Red laser beams stream down from points in the ceiling and walls. Each x must be reached by a bright red beam. All these strangers must peer and prod, and I am expected to adjust, to consider this normal, acceptable behavior.

A technician comes in, repaints the red lines that have faded, greets me warmly, smiles, and tickles me with her paintbrush. "How are you today, missy?" she asks.

I smile back bravely and answer, "Pretty good, Molly." Today we will have a short conversation about wheat grass juice. Tomorrow we will discuss taking megadoses of vitamin C.

Then a doctor comes in and arranges lead blocks shaped like lungs, kidneys, and other organs on a small, clear shelf just below the opening of the "needle," from where the radiation is emitted. The lead blocks are to protect my vital organs, shielding my ovaries, liver, and lungs from the rays that beam down on the cancerous parts of my body. When the doctor is satisfied with his arrangement, he turns on a switch, and he and Molly leave the room.

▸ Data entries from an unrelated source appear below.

PR #1143, opened 2026-04-22
kwok: fetch controller deployment from source instead of apiserver

xinWeiWei24:
Refactor to avoid mutating a deployment read from kube-apiserver.

### DIFF
--- a/kcl/example_pipeline/pipeline.yaml
+++ b/kcl/example_pipeline/pipeline.yaml
@@ -1,5 +1,4 @@
 name: Example Pipeline
-pool: AKS-Telescope-Ubuntu-EastUS2
 trigger:
 - v2
 parameters:
--- a/kcl/example_pipeline/pipeline.yaml
+++ b/kcl/example_pipeline/pipeline.yaml
@@ -1,4 +1,5 @@
 name: Example Pipeline
+pool: AKS-Telescope-Ubuntu-EastUS2
 trigger:
 - v2
 parameters:
--- a/modules/python/kwok/kwok.py
+++ b/modules/python/kwok/kwok.py
@@ -5,6 +5,8 @@ from abc import ABC, abstractmethod
 from copy import deepcopy
 from dataclasses import dataclass
 
+import json
+
 import requests
 import yaml
 from kubernetes import client
@@ -89,7 +91,7 @@ class KWOK(ABC):
             raise RuntimeError("Controller Deployment not found in kwok.yaml.")
 
         controller_deployment = client.ApiClient().deserialize(
-            type("Resp", (), {"data": yaml.dump(controller_manifest)})(),
+            type("Resp", (), {"data": json.dumps(controller_manifest)})(),
             "V1Deployment",
         )
 
--- a/modules/python/kwok/kwok.py
+++ b/modules/python/kwok/kwok.py
@@ -70,11 +70,26 @@ class KWOK(ABC):
         stage_fast_yaml_url = (f"https://github.com/{self.kwok_repo}/releases/"
                               f"download/{kwok_release}/stage-fast.yaml")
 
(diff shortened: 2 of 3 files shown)


modules/python/kwok/kwok.py
```diff
@@ -60,17 +60,39 @@ def fetch_latest_release(self):
...
+                execute_with_retries(
+                    self.k8s_client.apply_manifest_from_file,
+                    manifest_dict=doc,
+                )
+
+        if controller_manifest is None:
+            raise RuntimeError("Controller Deployment not found in kwok.yaml.")
+
+        controller_deployment = client.ApiClient().deserialize(
+            type("Resp", (), {"data": yaml.dump(controller_manifest)})(),
```
liyu-ma: I think this creates some yaml content, not json? Is it possible to add some unit test to verify this deserialization  is working as expected

modules/python/tests/kwok/test_kwok_node.py
```diff
@@ -448,6 +449,29 @@ def test_tear_down_nodes(self):
...
 
 
+class TestDeploymentDeserialization(unittest.TestCase):
+    """Verify that a YAML-parsed deployment dict deserializes into V1Deployment."""
+
+    def test_deserialize_controller_manifest(self):
+        manifest = client.ApiClient().sanitize_for_serialization(
+            make_base_controller_deployment()
+        )
+        deployment = client.ApiClient().deserialize(
```
wonderyl: Is this testing a function you implement or testing a third party code?

modules/python/tests/kwok/test_kwok_node.py
liyu-ma: Can you check if all the tests in this file passed? I think this mock should be updated since we use http get to fetch kwok.yaml instead

liyu-ma: Same as here.

modules/python/tests/kwok/test_kwok_node.py
xinWeiWei24: Liyu suggested to add a unit test to validate the specific pattern we use in _bootstrap_kwok: parsing YAML into a dict, then serializing to JSON for ApiClient().deserialize

modules/python/kwok/kwok.py
xinWeiWei24: Changed to json.dump and added unit test

modules/python/tests/kwok/test_kwok_node.py
xinWeiWei24: Changed to mock request.get

liyu-ma (approved):

kcl/example_pipeline/pipeline.yaml
```diff
@@ -1,5 +1,4 @@
 name: Example Pipeline
-pool: AKS-Telescope-Ubuntu-EastUS2
```
wonderyl, line 2: why pool is removed?

modules/python/tests/kwok/test_kwok_node.py
wonderyl: Unit test is for testing your own code, not third party code. You can test your function that calls this piece of code instead. in this case `_bootstrap_kwok`

wonderyl: isn't it tested in line 376 already?

kcl/example_pipeline/pipeline.yaml
xinWeiWei24: For testing only — this pool is no longer used and will be reverted before merge.

modules/python/tests/kwok/test_kwok_node.py
xinWeiWei24: Yes, I changed to test in line 360, I will delete TestDeploymentDeserialization part

wonderyl (approved):

PR #1146, opened 2026-04-22
feat: use latest version of nap test

vittoriasalim:
remove k8s version and let az cli pick latest version

### DIFF
--- a/scenarios/perf-eval/nap/terraform-inputs/azure.tfvars
+++ b/scenarios/perf-eval/nap/terraform-inputs/azure.tfvars
@@ -10,7 +10,6 @@ aks_cli_config_list = [
     role               = "nap"
     aks_name           = "nap"
     sku_tier           = "standard"
-    kubernetes_version = "1.33"
     default_node_pool = {
       name       = "system"
       node_count = 5


scenarios/perf-eval/nap/terraform-inputs/azure.tfvars
```diff
@@ -29,7 +29,6 @@ aks_cli_config_list = [
     sku_tier              = "standard"
     subnet_name           = "nap-subnet"
     managed_identity_name = "nap-identity"
-    kubernetes_version    = "1.33"
```
xinWeiWei24, line 32: Did you mean the latest K8S version? the latest version is 1.35

vittoriasalim: remove the version since allen asked for following request "Also, the AKS version is hard coded as 1.33, can we just use something like "latest" to have the test always run with latest AKS version?" 

If version is removed , az cli will always use latest version

xinWeiWei24 (approved):
lgtm

liyu-ma (approved):

PR #138, opened 2022-07-18
Fixing Tab view not available on streamworker example page

koshy-thomas:
Tab view for code blocks not available in the following page:
https://macrometa.com/docs/cep/stream-workers-example

Fixing the same, turns out there was a small missing part of importing here. Also there was a ending backtick missing in the last piece of js code snippet.

### DIFF
--- a/docs/cep/stream-workers-example.md
+++ b/docs/cep/stream-workers-example.md
@@ -3,6 +3,8 @@ sidebar_position: 10
 title: Stream Workers Example
 ---
 
+import Tabs from '@theme/Tabs';
+import TabItem from '@theme/TabItem';
 
 Assume the following credentials:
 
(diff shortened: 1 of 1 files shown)


docs/cep/stream-workers-example.md
```diff
@@ -629,7 +631,7 @@ The following example uses the code snippets provided in this tutorial.
             @info(name='Dump')
             INSERT INTO SampleCargoAppDestTable
             SELECT weight
-            FROM SampleCargoAppInputTable;
+            FROM SampleCargoAppInputTable;`
```
diana-macrometa, line 634: Is the addition here intentional? It does not look correct.

koshy-thomas: Yes it's intentional

koshy-thomas: There was a missing backtick here, the ending backtick for line 583/585 is missing
const updatedAppDefinition = `

The ending backtick should be there in line 634 as added

dustinlarimer: Nice catch @koshy-thomas :+1:

dustinlarimer (approved):

dustinlarimer:
Existing page: https://macrometa.com/docs/cep/stream-workers-example

Fixed by this PR: https://docs-git-koshymm-team-macrometa.vercel.app/cep/stream-workers-example

PR #140, opened 2022-07-19
Free Tier Views per Fabric update

james-macrometa:
Search is not a feature available to the free tier. I have make a correction to reflect that information.


diana-macrometa (approved):
Good catch!

PR #144, opened 2022-07-21
Update release-notes-0-17-10.md

diana-macrometa:
Add Kafka to release notes.

Reviewers - Kafka is already mentioned in Stream Workers, which suggests it was already there. Please update the release notes description to help the user understand the scope of the change and what they will be able to do now that they couldn't before.


anandani-manish:
Added @chandrashekhar-macrometa 
Hi @chandrashekhar-macrometa  we need to work with @diana-macrometa to identify a user facing tutorial for Kafka on Pulsar

diana-macrometa:
Reviewers, is this release note entry good? It seems like there could be more detail added. What would be useful for the user to know about this change?

PR #180, opened 2022-08-10
pyc8 changes for bulkupdaterestql kv

koshy-thomas:
There needs to be some wait time needed when creating/updating a RestQL before executing it. Hence, I have added time.sleep wherever necessary also added example implementation of update_restql and delete_restql methods to cover all the restql methods provided by the pyC8 driver.


jamesm-macrometa (approved):
Looks good!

I am alone now. I am watched on a televison monitor in an adjacent room. I cannot see anyone, though I know they are watching. I am alone with the linear accelerator machine which I have nicknamed "Surgeri."

Surgeri hums to life, whirring and rattling. I feel nothing, but I can see up the chute of the "needle" as the shutter opens and shuts. I close my eyes and visualize a place inside myself. I see all my friends, the good, strong cells, vibrant and shining with life, taking long, slender swords, slashing and slaying all the bad, diseased cells. Some units are assigned brooms for sweeping the dead cells into my bloodstream to be washed away and out of my body forever. My body becomes a battlefield, with nuclear bombs being dropped from the sky, from Surgeri. I silently shout encouragement. "All good cells evacuate the war zone. Get out of the way! Destroy all enemy cells!"

Though I was raised in a home distinctly anti-war, these inner battles help me feel in control. I am doing all I can to encourage my body to fight, to survive. And we must win this war, because I have my whole life to live! I am working with the radiation treatment, which I originally feared more than the cancer itself. Even the naming of this cold, metal machine contributes to my mental well-being, for Surgeri is now an ally and not an ominous, threatening linear accelerator spitting out poisonous radiation. The images in my mind form a visual prayer: "Please, G-d, let me live. Let me live!"

The clanking, whirring noises stop. The thick door mechanically opens. The lights go on, and the technicians come back in. Treatment is done for the day.

The platform I am on automatically swings out from under the "needle." I sit up, wrap my blue robe around me, and hop off.

"Have a good day, Molly. See you tomorrow!" I call out.

"You, too, missy."

I walk slowly down the corridor wondering, Will I vomit today or not? When I reach the waiting room, faces turn to look at me. I notice the anxious ones looking to see if I appear the same as when I went in. They look for the fear, discomfort, red skin, loss of hair, which they have been warned about. I smile at my peers, my partners in this ordeal, and head over to my locker.

I change into my ordinary clothes and leave the blue-robed room. Beyond the confines of this room, of this building, of this particular reality, it is a beautiful, sunny winter day.